→ Exercise: Once the line with "oriyarde, line 13: try" is found in the entries below, print it and each following line exactly, stopping after the line with "oriyarde, line 74: I"; print nothing else.

→ Records shown:
PR #436, opened 2022-01-16
CSI-3720 downgrade controller builder base image

oriyarde:


Dockerfile-csi-controller.test
```diff
@@ -16,7 +16,7 @@
 #    This Dockerfile.test is for running the csi controller local tests inside a container.
 #    Its similar to the Dockerfile, but with additional requirements-tests.txt and ENTRYPOINT to run the local tests.
 
-FROM registry.access.redhat.com/ubi8/python-38:1-77 as builder
+FROM registry.access.redhat.com/ubi8/python-38:1-75.1638364053 as builder
```
ArbelNathan, line 19: no need for the 3 more places that the version mentioned?

oriyarde: nope

ArbelNathan: ok

ArbelNathan (approved):
LGTM

Dockerfile-csi-controller.test
oriyarde: you were right, need to to do it in the non-test dockerfile as well

PR #441, opened 2022-01-20
CSI 1377 external csi pb2

ArbelNathan:


Dockerfile-csi-controller
```diff
@@ -13,15 +13,21 @@
...
 USER default
 RUN pip3 install --ignore-installed --default-timeout=100 --upgrade pip==21.2.4
 # avoid default boringssl lib, since it does not support z systems
 ENV GRPC_PYTHON_BUILD_SYSTEM_OPENSSL=True
+COPY controller/requirements.txt /tmp/
 RUN pip3 install -r /tmp/requirements.txt
 
+USER root
+COPY controller/scripts/csi_general .
+RUN chmod 755 ./csi_pb2.sh
```
oriyarde, line 27: is 755 the lowest value that works?
could it be submitted that way to begin with? I think it's currently with 644

Dockerfile-csi-controller
```diff
@@ -13,15 +13,21 @@
...
+RUN ./csi_pb2.sh
+RUN pip3 install .
+USER default
```
oriyarde, line 30: I don't think this is necessary

ArbelNathan: so why requirements installed again?

oriyarde: not sure what you mean. there is no need to install the requirements again.
I just don't see why we need the default user here

ArbelNathan: the conversation is only on the  `USER default`?

oriyarde: yes...

ArbelNathan: done

Dockerfile-csi-controller
ArbelNathan: seems that it worked
done

Dockerfile-csi-controller.test
```diff
@@ -17,18 +17,24 @@
 #    Its similar to the Dockerfile, but with additional requirements-tests.txt and ENTRYPOINT to run the local tests.
 
 FROM registry.access.redhat.com/ubi8/python-38:1-75.1638364053 as builder
-COPY controller/requirements.txt /tmp/
 USER root
 RUN if [[ "$(uname -m)" != "x86"* ]]; then yum install -y rust-toolset; fi
 USER default
 RUN pip3 install --ignore-installed --default-timeout=100 --upgrade pip==21.2.4
 # avoid default boringssl lib, since it does not support z systems
 ENV GRPC_PYTHON_BUILD_SYSTEM_OPENSSL=True
```
oriyarde, line 25: I think these two lines should come right before the `pip3 install`

oriyarde (approved):
LGTM

Dockerfile-csi-controller.test
ArbelNathan: done

PR #445, opened 2022-01-27
CSI-3216 add unauthenticated status code

oriyarde:
before:
`rpc error: code = Internal desc = Credential error has occurred while connecting to endpoint ...`
after:
`rpc error: code = Unauthenticated desc = Credential error has occurred while connecting to endpoint ...`


ArbelNathan (approved):
LGTM

PR #449, opened 2022-02-06
Fix/csi 3649 ds8k volume map cache

ArbelNathan:
the cache will be removed in CSI-3865


controller/array_action/array_mediator_ds8k.py
```diff
@@ -280,6 +278,9 @@ def _create_api_volume(self, name, size_in_bytes, array_space_efficiency, pool_i
     def create_volume(self, name, size_in_bytes, space_efficiency, pool):
         array_space_efficiency = get_array_space_efficiency(space_efficiency)
         api_volume = self._create_api_volume(name, size_in_bytes, array_space_efficiency, pool)
+        logger.debug("updating volume {} in cache".format(api_volume.name))
+        with volume_cache_lock:
+            volume_cache.update({api_volume.name: api_volume.id})
```
oriyarde, line 283: isn't this the same as:
```suggestion
            volume_cache[api_volume.name] = api_volume.id
```
?

controller/tests/array_action/ds8k/test_array_mediator_ds8k.py
```diff
@@ -180,19 +210,26 @@ def test_create_volume_fail_with_pool_not_found(self):
             self.array.create_volume("fake_name", 1, 'thin', "fake_pool")
 
     def test_create_volume_fail_with_incorrect_id(self):
-        self.client_mock.get_volumes_by_pool.side_effect = InternalServerError("500", message="BE7A0005")
+        self.client_mock.create_volume.side_effect = InternalServerError("500", message="BE7A0005")
```
oriyarde, line 213: I think the `get` would fail for an invalid id before we reach `create`

controller/array_action/array_mediator_ds8k.py

oriyarde: I think I [still see it](https://github.com/IBM/ibm-block-csi-driver/blob/e1129dd15eb66b6d2f7303006161283234c77e84/controller/tests/array_action/ds8k/test_array_mediator_ds8k.py#L137-L138)

oriyarde: I don't think we need to assert in the beginning of a test.
but if you want control over the cache in the test, can mock it

controller/tests/array_action/ds8k/test_array_mediator_ds8k.py
ArbelNathan: that is a unit test.. in create_volume there is no get

controller/array_action/array_mediator_ds8k.py
ArbelNathan: it is needed for later, If I change it we will get dups.. 
the test is to compare the before and after method. I don't see the problem

oriyarde: I don't see how the assert (before calling the tested method) tests the method.
what happens later? what will get dups?

ArbelNathan: its showing that the cache has been actually updated and not been at the same state as before the method call.
dup for update and assert.

controller/array_action/array_mediator_ds8k.py
```diff
@@ -44,6 +46,9 @@
 ARRAY_SPACE_EFFICIENCY_THIN = ds8k_types.DS8K_TP_ESE
 ARRAY_SPACE_EFFICIENCY_NONE = ds8k_types.DS8K_TP_NONE
 
+volume_cache = dict()
```
oriyarde, line 49: I think this should be per management address, in case there is more than 1.
i.e. per mediator instance.
it should work since we also cache the mediator instances per management address

controller/array_action/array_mediator_ds8k.py

controller/array_action/array_mediator_ds8k.py
ArbelNathan: no, didn't worked

oriyarde: you mean the mediator cache is missing hits? which part didn't work?

ArbelNathan: the cache is always empty like it creates a new one every time

oriyarde: sounds like a bug in the mediator cache.
is the ds8k volume id universally unique? or can it be the same on separate ds8k systems?

controller/array_action/array_mediator_ds8k.py
```diff
@@ -280,6 +278,9 @@ def _create_api_volume(self, name, size_in_bytes, array_space_efficiency, pool_i
     def create_volume(self, name, size_in_bytes, space_efficiency, pool):
         array_space_efficiency = get_array_space_efficiency(space_efficiency)
         api_volume = self._create_api_volume(name, size_in_bytes, array_space_efficiency, pool)
+        logger.debug("updating volume {} in cache".format(api_volume.name))
+        with volume_cache_lock:
+            volume_cache[api_volume.name] = api_volume.id
```
oriyarde, line 283: consider wrapping all `with` blocks with cache class methods

controller/array_action/array_mediator_ds8k.py

controller/array_action/ds8k_volume_cache.py
```diff
@@ -0,0 +1,60 @@
...
+
+from controller.common.csi_logger import get_stdout_logger
+
+logger = get_stdout_logger()
+
+
+class volumeCacheByManagement:
+    def __init__(self):
+        logger.debug("creating a new cache")
+        self.volume_cache_by_address = defaultdict(dict)
```
oriyarde, line 12: I think it should either be "address" or "management", not both.
I think "address" is more accurate, because we cannot tell that e.g. an ip and a hostname are the same management

controller/array_action/ds8k_volume_cache.py
```diff
@@ -0,0 +1,60 @@
...
+    def add(self, key, value):
+        volume_cache_by_management.add(self.service_address, key, value)
+
+    def remove(self, key):
+        volume_cache_by_management.remove(self.service_address, key)
+
+    def get(self, key=None):
+        if key:
+            return volume_cache_by_management.get(self.service_address, key)
+        return volume_cache_by_management.volume_cache_by_address.get(self.service_address)
```
oriyarde, line 57: I think this `if` (+default key value) should be inside the class above, to be lock protected, to be on the safe side

controller/array_action/array_mediator_ds8k.py
```diff
@@ -355,34 +345,45 @@ def _delete_object(self, object_id, object_is_snapshot=False):
...
+        logger.info("deleting volume with id : {0}".format(volume_id))
         self._delete_object(volume_id)
-        logger.info("Finished deleting volume {}".format(volume_id))
+        logger.info("finished deleting volume {}".format(volume_id))
+
+    def _get_api_volume_with_cache(self, name, pool_id):
+        cached_volume_id = self.volume_cache.get(name)
+        api_volume = None
+        if cached_volume_id:
+            logger.debug("found object: {} in cache".format(cached_volume_id))
```
oriyarde, line 360:
```suggestion
            logger.debug("found object id: {} in cache".format(cached_volume_id))
```

controller/array_action/ds8k_volume_cache.py
oriyarde: also I think it will be cleaner to have a separate `get_all` method, instead of empty `get()` calls

ArbelNathan: done

controller/array_action/ds8k_volume_cache.py
ArbelNathan: done

controller/array_action/ds8k_volume_cache.py
```diff
@@ -0,0 +1,66 @@
...
+
+    def get(self, address, key):
+        logger.debug("getting {} from cache".format(key))
+        with self.cache_lock:
+            return self.volume_cache_by_address[address].get(key)
+
+    def get_all(self, address):
+        logger.debug("getting cache for address {}".format(address))
+        with self.cache_lock:
+            return self.volume_cache_by_address.get(address)
```
oriyarde, line 34: if this function is only used in tests, then it should be implemented there instead.
and AFAIK the tests don't asynchronously share state, so this function probably won't need the lock either

controller/array_action/ds8k_volume_cache.py
```diff
@@ -0,0 +1,66 @@
...
+from controller.common.csi_logger import get_stdout_logger
+
+logger = get_stdout_logger()
+
+
+class volumeCacheByAddress:
+    def __init__(self):
+        logger.debug("creating a new cache")
+        self.volume_cache_by_address = defaultdict(dict)
+        self.cache_lock = RLock()
```
oriyarde, line 13: try to keep members private by default wherever possible, in every class

controller/tests/array_action/ds8k/test_array_mediator_ds8k.py
```diff
@@ -70,6 +71,7 @@ def setUp(self):
         )
 
         self.array = DS8KArrayMediator("user", "password", self.endpoint)
+        self.volume_cache = self.array.volume_cache
```
oriyarde, line 74: are you sure this uses the `patch.dict`?

controller/array_action/ds8k_volume_cache.py
ArbelNathan: implement a class method that takes privet params out of the class?

oriyarde: I think it would be best to just mock the cache, and assert the mock calls, without actually needing to compare entire dictionaries

ArbelNathan: done

controller/array_action/ds8k_volume_cache.py
ArbelNathan: done

controller/tests/array_action/ds8k/test_array_mediator_ds8k.py
ArbelNathan: not relevant

controller/tests/array_action/ds8k/test_array_mediator_ds8k.py
```diff
@@ -70,6 +70,10 @@ def setUp(self):
         )
 
         self.array = DS8KArrayMediator("user", "password", self.endpoint)
+        volume_cache_by_address_patcher = patch.dict(
+            "controller.array_action.ds8k_volume_cache.volume_cache_by_address._volume_cache_by_address", clear=True)
```
oriyarde, line 74: I think we can have more abstraction in the unit tests by patching the `VolumeCache` to return a mock, similar to how the ds8k client mediator member is mocked

ArbelNathan: `VolumeCache` does not represent in any way the cache, only refer to it, mocking it wont mock the cache...

ArbelNathan: ok, done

→ Answer section:
oriyarde, line 13: try to keep members private by default wherever possible, in every class

controller/tests/array_action/ds8k/test_array_mediator_ds8k.py
```diff
@@ -70,6 +71,7 @@ def setUp(self):
         )
 
         self.array = DS8KArrayMediator("user", "password", self.endpoint)
+        self.volume_cache = self.array.volume_cache
```
oriyarde, line 74: are you sure this uses the `patch.dict`?

controller/array_action/ds8k_volume_cache.py
ArbelNathan: implement a class method that takes privet params out of the class?

oriyarde: I think it would be best to just mock the cache, and assert the mock calls, without actually needing to compare entire dictionaries

ArbelNathan: done

controller/array_action/ds8k_volume_cache.py
ArbelNathan: done

controller/tests/array_action/ds8k/test_array_mediator_ds8k.py
ArbelNathan: not relevant

controller/tests/array_action/ds8k/test_array_mediator_ds8k.py
```diff
@@ -70,6 +70,10 @@ def setUp(self):
         )
 
         self.array = DS8KArrayMediator("user", "password", self.endpoint)
+        volume_cache_by_address_patcher = patch.dict(
+            "controller.array_action.ds8k_volume_cache.volume_cache_by_address._volume_cache_by_address", clear=True)
```
oriyarde, line 74: I think we can have more abstraction in the unit tests by patching the `VolumeCache` to return a mock, similar to how the ds8k client mediator member is mocked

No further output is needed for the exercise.